The only thing I can do is recognize those cultural directives for what they are: false. My life isn’t a place where I will suddenly arrive. It’s not a destination, but an ongoing project. The building of yourself never ends. Do I really want to equate my worth with what I do for money? Or measure it by arbitrary benchmarks of success, like knowing what a work-to-play blazer is? No, I don’t. Do I do it anyway? Yes, I do. Am I trying not to? Yes. Am I succeeding? I don’t know.
That version of adulthood hasn’t materialized because it just isn’t real.
*
I keep thinking about the Black Swan quote on the back of my DVD of 13 Going on 30 : “Perfection is not just about control, it’s about letting go .” The quote’s original context is sinister. It’s said by a director who, in order to achieve a better performance, uses his power to degrade his lead dancer’s mental state. The Post-it on the back of my DVD forces this quote into a different context. The words letting go are underlined. In the gleam and sparkle of the 13 Going on 30 Fun & Flirty Edition, it reads as yet another wholesome platitude.
I’m tempted to fit it into this narrative, to make some connection between this quote that came to me by chance in a Goodwill and my need to let go — of cultural trappings that don’t serve me, of the idea that success is measured by what I do to pay my bills, of the feeling that life rises up toward a final point rather than expands outward infinitely. I’m tempted to believe that relinquishing control and letting go might lead me to the type of clarity and understanding that could be embroidered onto a pillow in a Rae Dunn font at HomeGoods.
Of course, it isn’t as simple as all of that. I can’t just vanquish thirty years of cultural expectations and emerge as a completely liberated being.
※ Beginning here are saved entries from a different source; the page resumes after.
PR #1271, opened 2018-02-08
New Flux Diagram Features

cgrambow:
This PR makes some improvements and adds new features to RMG's flux diagram capabilities. The solver algorithm is slightly updated to reflect the algorithm used in `rmgpy/solver/base.pyx`. This is done for consistency because slight differences in the resulting simulation profiles were noticed.

The larger part of this PR deals with the treatment of "central species". Previously, specifying a central species only resulted in a flux diagram containing that species and all species directly connected to it through single reactions. Now, multiple central species can be specified, each of which will appear on the flux diagram whether or not they are connected to each other. It is also possible to specify a graph radius, which will draw the connections up to each central species through a series of reactions. Lastly, one can superimpose all central species onto the entire automatically generated flux diagram to ensure that they appear in it. This is especially useful for systems in which species are produced via low-flux channels but still accumulate to significant concentrations. Identifying high concentration species that would not appear on the flux diagram and specifying them as central species (preferably with a radius larger than 1) ensures that they now appear on the diagram.

Edit: I added another option to save/read the simulation to/from a file. Since I am dealing with many large models, which take a long time to simulate, this prevents me from having to simulate the model over and over again.

### DIFF
--- a/rmgpy/tools/fluxdiagram.py
+++ b/rmgpy/tools/fluxdiagram.py
@@ -324,16 +324,20 @@ def simulate(reactionModel, reactionSystem, settings=None):
     edgeReactionRates = []
 
     nextTime = initialTime
+    stepTime = initialTime
     terminated = False
+
     while not terminated:
         # Integrate forward in time to the next time point
-        reactionSystem.advance(nextTime)
-        
-        time.append(reactionSystem.t)
-        coreSpeciesConcentrations.append(reactionSystem.coreSpeciesConcentrations)
-        coreReactionRates.append(reactionSystem.coreReactionRates)
-        edgeReactionRates.append(reactionSystem.edgeReactionRates)
-        
+        reactionSystem.step(stepTime)
+
+        if reactionSystem.t >= 0.9999 * nextTime:
+            nextTime *= timeStep
+            time.append(reactionSystem.t)
+            coreSpeciesConcentrations.append(reactionSystem.coreSpeciesConcentrations)
+            coreReactionRates.append(reactionSystem.coreReactionRates)
+            edgeReactionRates.append(reactionSystem.edgeReactionRates)
+
         # Finish simulation if any of the termination criteria are satisfied
         for term in reactionSystem.termination:
             if isinstance(term, TerminationTime):
@@ -347,14 +351,14 @@ def simulate(reactionModel, reactionSystem, settings=None):
                     break
 
         # Increment destination step time if necessary
-        if reactionSystem.t >= 0.9999 * nextTime:
-            nextTime *= timeStep
+        if reactionSystem.t >= 0.9999 * stepTime:
+            stepTime *= 10.0
 
     time = numpy.array(time)
     coreSpeciesConcentrations = numpy.array(coreSpeciesConcentrations)
     coreReactionRates = numpy.array(coreReactionRates)
     edgeReactionRates = numpy.array(edgeReactionRates)
-    
+
     return time, coreSpeciesConcentrations, coreReactionRates, edgeReactionRates
 
 ################################################################################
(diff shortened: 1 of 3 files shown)


cgrambow:
Another issue (not necessarily relevant for this PR) is that the flux diagram function adds new nodes to the diagram based on maximum fluxes between species (regardless of which times these occur at), which is not necessarily a good criterion for selecting nodes because it could fail to select nodes which accumulate to high concentrations over time and would definitely be of interest to the user. If anyone has any good suggestions for how to improve this behavior, I could implement something like that in a future PR.

cgrambow:
I now modified the method so that when specifying `superimpose`, the algorithm ensures that all `centralSpecies` connect to the main flux graph. This is done by sorting the reactions based on maximum flux and only selecting the top `centralReactionCount` reactions at each recursive step. Using a value of 1 or 2 for `centralReactionCount` typically results in acceptable diagrams, but I should note that the number of connections still increases exponentially for `centralReactionCount` > 1, which could be an issue for systems where the central species nodes are not close to the main graph.

In any case, I think this is ready for review and I'll be happy to take suggestions on how to incorporate the desired behavior in a better way.

cgrambow:
I rearranged/squashed code to hopefully make this easier to review.

rmgpy/tools/fluxdiagram.py
```diff
@@ -60,6 +60,7 @@
 maximumNodePenWidth = 10.0      # The thickness of the border around a node at maximum concentration
 maximumEdgePenWidth = 10.0      # The thickness of the edge at maximum species rate
 radius = 1                      # The graph radius to plot around a central species
+centralReactionCount = None     # The maximum number of reactions to draw from each central species (None draws all)
```
mjohnson541: Is this the total number of reactions from every species? or just the central species and the remaining species that connect to the central species only get one reaction?

rmgpy/tools/fluxdiagram.py
```diff
@@ -308,7 +327,9 @@ def addAdjacentNodes(targetNodeIndex, nodes, edges, speciesList, reactionList, m
                                          edges,
                                          speciesList,
                                          reactionList,
+                                         maxReactionRates,
                                          maxSpeciesRates,
+                                         reactionCount=reactionCount,
```
mjohnson541: so it's applied to every node?

rmgpy/tools/fluxdiagram.py
```diff
@@ -166,6 +166,24 @@ def generateFluxDiagram(reactionModel, times, concentrations, reactionRates, out
...
+                    # Recursively add nodes until they connect with main graph
+                    addAdjacentNodes(centralSpeciesIndex,
+                                     nodes,
+                                     edges,
+                                     speciesList,
+                                     reactionList,
+                                     maxReactionRates,
+                                     maxSpeciesRates,
+                                     reactionCount=centralReactionCount,
+                                     rad=-1,
```
mjohnson541: You should both comment and note in the commit that this rad=-1 is a signaling value and doesn't represent a real radius value, otherwise this kind of coding can be confusing.

rmgpy/tools/fluxdiagram.py
```diff
@@ -321,7 +321,6 @@ def simulate(reactionModel, reactionSystem, settings=None):
     time = []
     coreSpeciesConcentrations = []
     coreReactionRates = []
-    edgeReactionRates = []
```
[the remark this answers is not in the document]
cgrambow: Well the current code only loads a single Chemkin file, so `reactionModel.edge.species` and `reactionModel.edge.reactions` will be empty. I removed these lines because they weren't actually being used in the rest of the code. I guess I could add functionality to load an edge Chemkin file as well, but maybe that's better left for a future PR.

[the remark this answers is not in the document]
mjohnson541: Sorry, that was an old comment from before you reformatted the PR.

rmgpy/tools/fluxdiagram.py
mjohnson541: Can you change the comment to reflect that?

mjohnson541:
If you can fix that comment and rebase I think I'm ready to merge this.

cgrambow:
Added comment, squashed, and rebased.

What would that person be like? Would I even want to be her? Besides, the Black Swan quote isn’t really about letting go to free yourself from cultural constraints. It’s about letting go to achieve perfection. Whatever connection my stranger saw between this quote and a romantic comedy from 2004 remains a mystery to me. I think I prefer it that way.
As I write this, I am two weeks away from my thirty-third birthday. Supposedly, this is the year that most people find true happiness . I seriously doubt it. I’m more lost than ever. I have no idea what I want to do with my life. I’m not going to lie and say that that’s alright with me, or that I’m having a good time. But I’m going to try to avoid forcing answers, or meaning, or connections. I’m just going to go with it for a while.